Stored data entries
PR #14853, opened 2022-10-14
fix: Make Jwt security work with new Spring Security

Artur-:
Please ensure this actually does the same thing. I cannot tell but Hilla tests pass...

With Spring Security 6 the response in `loadContext(HttpRequestResponseHolder requestResponseHolder)` is null so the old code does not work at all

Related to https://github.com/vaadin/hilla/pull/599

### DIFF
--- a/vaadin-spring/src/main/java/com/vaadin/flow/spring/security/stateless/JwtSecurityContextRepository.java
+++ b/vaadin-spring/src/main/java/com/vaadin/flow/spring/security/stateless/JwtSecurityContextRepository.java
@@ -20,7 +20,6 @@ import jakarta.servlet.http.HttpServletResponse;
 import java.util.Date;
 import java.util.List;
 import java.util.Objects;
-import java.util.function.Supplier;
 import java.util.stream.Collectors;
 
 import com.nimbusds.jose.JOSEException;
@@ -52,7 +51,6 @@ import org.springframework.security.oauth2.jwt.NimbusJwtDecoder;
 import org.springframework.security.oauth2.server.resource.authentication.JwtAuthenticationConverter;
 import org.springframework.security.oauth2.server.resource.authentication.JwtGrantedAuthoritiesConverter;
 import org.springframework.security.web.context.HttpRequestResponseHolder;
-import org.springframework.security.web.context.SaveContextOnUpdateOrErrorResponseWrapper;
 import org.springframework.security.web.context.SecurityContextRepository;
 
 /**
@@ -181,25 +179,20 @@ class JwtSecurityContextRepository implements SecurityContextRepository {
     }
 
     @Override
-    public SecurityContext loadContext(HttpRequestResponseHolder holder) {
-        return loadContext(holder.getRequest()).get();
-    }
+    public SecurityContext loadContext(
+            HttpRequestResponseHolder requestResponseHolder) {
+        SecurityContext context = SecurityContextHolder.createEmptyContext();
 
-    @Override
-    public Supplier<SecurityContext> loadContext(HttpServletRequest request) {
-        return () -> {
-            SecurityContext context = SecurityContextHolder
-                    .createEmptyContext();
+        HttpServletRequest request = requestResponseHolder.getRequest();
 
-            Jwt jwt = decodeJwt(request);
-            if (jwt != null) {
-                Authentication authentication = jwtAuthenticationConverter
-                        .convert(jwt);
-                context.setAuthentication(authentication);
-            }
+        Jwt jwt = decodeJwt(request);
+        if (jwt != null) {
+            Authentication authentication = jwtAuthenticationConverter
+                    .convert(jwt);
+            context.setAuthentication(authentication);
+        }
 
-            return context;
-        };
+        return context;
     }
 
     @Override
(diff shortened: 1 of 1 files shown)


vaadin-spring/src/main/java/com/vaadin/flow/spring/security/stateless/JwtSecurityContextRepository.java
```diff
@@ -180,22 +181,25 @@ private Jwt decodeJwt(HttpServletRequest request) {
...
+    }
 
-        Jwt jwt = decodeJwt(request);
-        if (jwt != null) {
-            Authentication authentication = jwtAuthenticationConverter
-                    .convert(jwt);
-            context.setAuthentication(authentication);
-        }
+    @Override
+    public Supplier<SecurityContext> loadContext(HttpServletRequest request) {
```
vursen, line 189: - `loadContext(HttpServletRequest request)`
- `loadContext(HttpRequestResponseHolder holder)`

Note, both have been deprecated since 5.8. Using `loadDeferredContext` is recommended instead.

However, if we don't plan to move to `loadDeferredContext` right now, it probably doesn't make much sense to include any method structure changes. From my testing, the only thing that matters in this fix is actually this part:

```java
requestResponseHolder.setResponse(new UpdateJwtResponseWrapper(request,
                requestResponseHolder.getResponse()));
```

When I remove it, the tests start passing. 

It was introduced in https://github.com/vaadin/spring/pull/900 by @platosha but I'm not sure I understand its original purpose since there is not any comment about that. Based on my manual testing, the basic scenario works correctly: log in / open some private views / log out.

vursen: Based on [this](https://github.com/spring-projects/spring-security/blob/55877c5f328acde963b8fd0037c831c277852ee4/web/src/main/java/org/springframework/security/web/context/SecurityContextRepository.java#L57-L61), `SaveContextOnUpdateOrErrorResponseWrapper` can be used to guarantee that the security context is saved in the case of redirects or HTTP errors. It is also deprecated now, although it is not clear what is a replacement for it.

vursen: Digging deeper into the Spring Security's source code, I believe I've come to understand the way everything works.

There are two approaches to maintaining the context and one of those is claimed to be deprecated:

### [SecurityContextPersistenceFilter](https://github.com/spring-projects/spring-security/blob/9cb668aec2ad14f91c122c66b7d7d4a8b6e133f7/web/src/main/java/org/springframework/security/web/context/SecurityContextPersistenceFilter) (deprecated)

This is an old approach where `loadContext()` is called on every request and `saveContext()` is called after all the consequent filters are executed in this [`finally` block](https://github.com/spring-projects/spring-security/blob/9cb668aec2ad14f91c122c66b7d7d4a8b6e133f7/web/src/main/java/org/springframework/security/web/context/SecurityContextPersistenceFilter.java#L119-L126).

However, as far as I understand, there was a chance that the context won't be saved in the case of an error or redirect (sounds like `finally` could not be executed in some cases). If you wanted to get the context saved in those cases too, it was recommended to wrap the response into a class extending `SaveContextOnUpdateOrErrorResponseWrapper` to guarantee that the context is saved on the response commit.

### [SecurityContextHolderFilter](https://github.com/spring-projects/spring-security/blob/9cb668aec2ad14f91c122c66b7d7d4a8b6e133f7/web/src/main/java/org/springframework/security/web/context/SecurityContextHolderFilter.java) (enabled by default since 6.0)

This is a new approach where the context is loaded lazily with `loadDeferredContext()` and `saveContext()` is called explicitly in all places it is necessary (see [AuthenticationFilter](https://github.com/spring-projects/spring-security/blob/9cb668aec2ad14f91c122c66b7d7d4a8b6e133f7/web/src/main/java/org/springframework/security/web/authentication/AuthenticationFilter.java#L207) for example).

Wrapping the response into `SaveContextOnUpdateOrErrorResponseWrapper` is no longer necessary because of explicit `saveContext()`.

### Conclusion

`UpdateJwtResponseWrapper` can be safely dropped.

vursen: Well, It is currently not possible to use `loadDeferredContext()` because `DeferredSecurityContext` and `SupplierDeferredSecurityContext` – which are required to specify the method's type – are not available publicly for some reason.

vursen (approved):

vursen (approved):

Artur-:
The latest commit changes from using the non-deprecated `loadDeferredContext` to the deprecated `loadContext`. Why is that preferable?

vursen:
> The latest commit changes from using the non-deprecated loadDeferredContext to the deprecated loadContext. Why is that preferable?

The main reason is that Spring Security 6.0.0-M6 doesn't contain `loadDeferredContext`.

Artur-:
Ok so the default implementation of `loadDeferredContext` uses the deprecated `loadContext`... Let's keep it like this for now then and fix when needed

Making `SupplierDeferredSecurityContext` `final` and package private looks quite deliberate to avoid creating more public API so we probably need to implement our own variant in another PR at some point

§ **Exercise**
All of the entries above need to be reproduced exactly.

§ **Solution**
PR #14853, opened 2022-10-14
fix: Make Jwt security work with new Spring Security

Artur-:
Please ensure this actually does the same thing. I cannot tell but Hilla tests pass...

With Spring Security 6 the response in `loadContext(HttpRequestResponseHolder requestResponseHolder)` is null so the old code does not work at all

Related to https://github.com/vaadin/hilla/pull/599

### DIFF
--- a/vaadin-spring/src/main/java/com/vaadin/flow/spring/security/stateless/JwtSecurityContextRepository.java
+++ b/vaadin-spring/src/main/java/com/vaadin/flow/spring/security/stateless/JwtSecurityContextRepository.java
@@ -20,7 +20,6 @@ import jakarta.servlet.http.HttpServletResponse;
 import java.util.Date;
 import java.util.List;
 import java.util.Objects;
-import java.util.function.Supplier;
 import java.util.stream.Collectors;
 
 import com.nimbusds.jose.JOSEException;
@@ -52,7 +51,6 @@ import org.springframework.security.oauth2.jwt.NimbusJwtDecoder;
 import org.springframework.security.oauth2.server.resource.authentication.JwtAuthenticationConverter;
 import org.springframework.security.oauth2.server.resource.authentication.JwtGrantedAuthoritiesConverter;
 import org.springframework.security.web.context.HttpRequestResponseHolder;
-import org.springframework.security.web.context.SaveContextOnUpdateOrErrorResponseWrapper;
 import org.springframework.security.web.context.SecurityContextRepository;
 
 /**
@@ -181,25 +179,20 @@ class JwtSecurityContextRepository implements SecurityContextRepository {
     }
 
     @Override
-    public SecurityContext loadContext(HttpRequestResponseHolder holder) {
-        return loadContext(holder.getRequest()).get();
-    }
+    public SecurityContext loadContext(
+            HttpRequestResponseHolder requestResponseHolder) {
+        SecurityContext context = SecurityContextHolder.createEmptyContext();
 
-    @Override
-    public Supplier<SecurityContext> loadContext(HttpServletRequest request) {
-        return () -> {
-            SecurityContext context = SecurityContextHolder
-                    .createEmptyContext();
+        HttpServletRequest request = requestResponseHolder.getRequest();
 
-            Jwt jwt = decodeJwt(request);
-            if (jwt != null) {
-                Authentication authentication = jwtAuthenticationConverter
-                        .convert(jwt);
-                context.setAuthentication(authentication);
-            }
+        Jwt jwt = decodeJwt(request);
+        if (jwt != null) {
+            Authentication authentication = jwtAuthenticationConverter
+                    .convert(jwt);
+            context.setAuthentication(authentication);
+        }
 
-            return context;
-        };
+        return context;
     }
 
     @Override
(diff shortened: 1 of 1 files shown)


vaadin-spring/src/main/java/com/vaadin/flow/spring/security/stateless/JwtSecurityContextRepository.java
```diff
@@ -180,22 +181,25 @@ private Jwt decodeJwt(HttpServletRequest request) {
...
+    }
 
-        Jwt jwt = decodeJwt(request);
-        if (jwt != null) {
-            Authentication authentication = jwtAuthenticationConverter
-                    .convert(jwt);
-            context.setAuthentication(authentication);
-        }
+    @Override
+    public Supplier<SecurityContext> loadContext(HttpServletRequest request) {
```
vursen, line 189: - `loadContext(HttpServletRequest request)`
- `loadContext(HttpRequestResponseHolder holder)`

Note, both have been deprecated since 5.8. Using `loadDeferredContext` is recommended instead.

However, if we don't plan to move to `loadDeferredContext` right now, it probably doesn't make much sense to include any method structure changes. From my testing, the only thing that matters in this fix is actually this part:

```java
requestResponseHolder.setResponse(new UpdateJwtResponseWrapper(request,
                requestResponseHolder.getResponse()));
```

When I remove it, the tests start passing. 

It was introduced in https://github.com/vaadin/spring/pull/900 by @platosha but I'm not sure I understand its original purpose since there is not any comment about that. Based on my manual testing, the basic scenario works correctly: log in / open some private views / log out.

vursen: Based on [this](https://github.com/spring-projects/spring-security/blob/55877c5f328acde963b8fd0037c831c277852ee4/web/src/main/java/org/springframework/security/web/context/SecurityContextRepository.java#L57-L61), `SaveContextOnUpdateOrErrorResponseWrapper` can be used to guarantee that the security context is saved in the case of redirects or HTTP errors. It is also deprecated now, although it is not clear what is a replacement for it.

vursen: Digging deeper into the Spring Security's source code, I believe I've come to understand the way everything works.

There are two approaches to maintaining the context and one of those is claimed to be deprecated:

### [SecurityContextPersistenceFilter](https://github.com/spring-projects/spring-security/blob/9cb668aec2ad14f91c122c66b7d7d4a8b6e133f7/web/src/main/java/org/springframework/security/web/context/SecurityContextPersistenceFilter) (deprecated)

This is an old approach where `loadContext()` is called on every request and `saveContext()` is called after all the consequent filters are executed in this [`finally` block](https://github.com/spring-projects/spring-security/blob/9cb668aec2ad14f91c122c66b7d7d4a8b6e133f7/web/src/main/java/org/springframework/security/web/context/SecurityContextPersistenceFilter.java#L119-L126).

However, as far as I understand, there was a chance that the context won't be saved in the case of an error or redirect (sounds like `finally` could not be executed in some cases). If you wanted to get the context saved in those cases too, it was recommended to wrap the response into a class extending `SaveContextOnUpdateOrErrorResponseWrapper` to guarantee that the context is saved on the response commit.

### [SecurityContextHolderFilter](https://github.com/spring-projects/spring-security/blob/9cb668aec2ad14f91c122c66b7d7d4a8b6e133f7/web/src/main/java/org/springframework/security/web/context/SecurityContextHolderFilter.java) (enabled by default since 6.0)

This is a new approach where the context is loaded lazily with `loadDeferredContext()` and `saveContext()` is called explicitly in all places it is necessary (see [AuthenticationFilter](https://github.com/spring-projects/spring-security/blob/9cb668aec2ad14f91c122c66b7d7d4a8b6e133f7/web/src/main/java/org/springframework/security/web/authentication/AuthenticationFilter.java#L207) for example).

Wrapping the response into `SaveContextOnUpdateOrErrorResponseWrapper` is no longer necessary because of explicit `saveContext()`.

### Conclusion

`UpdateJwtResponseWrapper` can be safely dropped.

vursen: Well, It is currently not possible to use `loadDeferredContext()` because `DeferredSecurityContext` and `SupplierDeferredSecurityContext` – which are required to specify the method's type – are not available publicly for some reason.

vursen (approved):

vursen (approved):

Artur-:
The latest commit changes from using the non-deprecated `loadDeferredContext` to the deprecated `loadContext`. Why is that preferable?

vursen:
> The latest commit changes from using the non-deprecated loadDeferredContext to the deprecated loadContext. Why is that preferable?

The main reason is that Spring Security 6.0.0-M6 doesn't contain `loadDeferredContext`.

Artur-:
Ok so the default implementation of `loadDeferredContext` uses the deprecated `loadContext`... Let's keep it like this for now then and fix when needed

Making `SupplierDeferredSecurityContext` `final` and package private looks quite deliberate to avoid creating more public API so we probably need to implement our own variant in another PR at some point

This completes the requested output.